Broken windows at Meredosia-Chambersburg High School drew Morgan County sheriff’s deputies to the small Main Street campus early Friday, and the response ended with a 13-year-old boy arrested. What began as a damage report at 830 Main St. in Meredosia quickly became a school-safety case in a village where the high school is one of the most visible public buildings.

Deputies were called around 7:44 a.m. to the school, where they said they found two broken windows and signs that someone had forced entry into the building. The teen was later charged with criminal damage to government-supported property and burglary involving forcible entry. Because the case involved both broken property and alleged unlawful entry, it moved beyond a simple vandalism complaint.

Meredosia-Chambersburg High School is part of Meredosia-Chambersburg Community Unit School District 11, which lists Thad Walker as superintendent. The school is very small, with enrollment listed at about 51 students, and other school data putting it in the same range. In a campus that size, even limited damage can carry outsized consequences, from cleanup and repair work to the uneasy feeling that a place meant to be protected after hours was breached.

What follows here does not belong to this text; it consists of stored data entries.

PR #4422, opened 2026-08-06
fix(replay): keep TestModeInfo.IsFiltered describing the pool, not mapping membership

Shivanipandey31:
## Problem

`TestModeInfo.IsFiltered` records **which pool a mock lives in** — `true` = per-test tree, `false` = session/startup tree — and matchers read it to decide which tree to consume from.

`filterByMapping` answers a different question, *"is this name in `mappings.yaml`"*, and it was stamping that answer onto `IsFiltered`. Its two callers route their output to **opposite pools**, so the value was right by luck in one and wrong in the other:

| Caller | Destination pool | Keeps | Label applied | Correct? |
|---|---|---|---|---|
| `FilterTcsMocksMapping` | per-test | only the mapped group | `true` | ✅ coincidentally |
| `FilterConfigMocksMapping` | **session** | **both** groups | `true` for mapped entries | ❌ |

A session mock that an earlier replay consumed appears in `mappings.yaml`, so it arrives labelled `IsFiltered=true` while physically living in the **session** tree.

This only bites in mapping-based filtering. `FilterConfigMocksTierAware` — the timestamp-based equivalent — sets `false` for exactly these mocks. So replay behaviour depended on **whether a `mappings.yaml` happened to exist on disk**, which is true for any replay after the first, including a second plain `keploy test`.

### Why a mislabel causes data loss

The filtered and unfiltered trees are keyed on `TestModeInfo` `(SortOrder, ID)` — not `Name`, not `Kind` — and `SetFilteredMocks` / `SetUnFilteredMocks` each stamp those from their **own** 0-based slice index. The first mock of every pool therefore lands on `(SortOrder=1, ID=0)`: **the same key exists in more than one tree.**

So a delete aimed at the wrong tree doesn't miss — it removes whichever unrelated mock occupies that coordinate.

## Fix

`filterByMapping` no longer touches `IsFiltered`. Each caller stamps the label matching its own destination (`true` for the per-test pool, `false` for the session pool). Mapping membership still drives selection and ordering — it just no longer redefines which tier a mock belongs to.

After this, mapping mode and timestamp mode agree for the same input.

## Observed impact

Found via the enterprise ZooKeeper parser, which picks its consume target from `IsFiltered`. Consuming a session mock in mapping mode both:

- **destroyed an unrelated per-test mock**, so a later request that had a perfectly good recorded answer failed with `no mock for <op>`, and
- **left the session mock unconsumed**, so a connect cursor never advanced and successive connections replayed the same recorded session id.

Reproduced end to end with a real ZooKeeper app and real `keploy record` / `keploy test`:

| | before | after |
|---|---|---|
| `no mock for …` | 4 | **0** |
| test verdict | `obsolete: 1` | `passed: 2` |

Note the ZooKeeper parser lives in the enterprise repo; the defect fixed here is the OSS half.

## Reviewer attention, please

`generic/match.go` also partitions match **candidates** on `IsFiltered`, so this changes its candidate ordering in mapping mode. I believe that's a correction — it now matches timestamp mode — but it is a genuine behaviour change for generic-protocol replays and **I have not exercised it**. A second opinion would be welcome.

## Scope note

This PR originally also added a `TreeDb.deleteMock` identity check, so that a wrong-tree delete would miss cleanly instead of evicting a bystander. **That has been removed** (see the revert commit) and will be proposed separately:

- it changed the delete path for *every* parser, with a silent failure mode (a delete that should succeed starts returning `false`, the mock leaks, a later request matches something it shouldn't)
- two enterprise lanes that were green without it went red on the run that carried it — not yet attributed, but no reason to bundle a broad change with a narrow one
- it needs its own review, starting with *"can `Name` change across a `TreeDb.update`?"*

**This fix is sufficient on its own:** with the label correct, nothing aims a delete at the wrong tree, so the ambiguous-key path is never reached. The `(SortOrder, ID)` ambiguity remains as latent fragility against any *future* mislabel — worth hardening, but that's defence in depth, not the fix.

## Tests

`TestFilterMappingLabelsMatchDestinationPool`:
- per-test pool is labelled `true`
- session pool is labelled `false` **regardless of mapping membership**
- mapping mode agrees with the timestamp-based path for the same input

Fixtures seed the *opposite* of the expected value so a missing write can't pass by accident, and set both `ReqTimestampMock` and `ResTimestampMock` — a zero timestamp routes a mock down an early branch into the per-test pool and would make the tier comparison measure the wrong thing.

Full suite **59 ok / 0 FAIL**; `gofmt` and `vet` clean.


chilkotiKartik (approved):
LGTM! Thoroughly verified changes in fix(replay): keep TestModeInfo.IsFiltered describing the pool, not mapping membership. Code structure and implementation logic are clean and comply with repository standards.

Illinois law treats the charges seriously. Burglary involves entering a building without authority with intent to commit a felony or theft. Criminal damage to government-supported property covers knowingly damaging public property without consent. Together, the charges reflect law enforcement’s view that the incident was more than a minor break-in.

AI-generated illustration
AI-generated illustration

The address, 830 Main St. in Meredosia, places the school at the center of a village of 871 people in Morgan County, a county with an estimated population of 32,515 as of July 1, 2025. In a community that small, a break-in at the school is not just a building issue. It is a reminder of how quickly a damaged window and a forced door can rattle confidence in a shared public space.

The arrest leaves the district and families with the immediate task of restoring the school building and the broader task of making sure campus security holds up the next time the building is empty.

This article was produced by Prism’s automated news system from verified source data, official records, and press releases, then run through automated quality and moderation checks before publishing. The system is built and supervised by the people who set the standards it runs under. Read our full AI policy.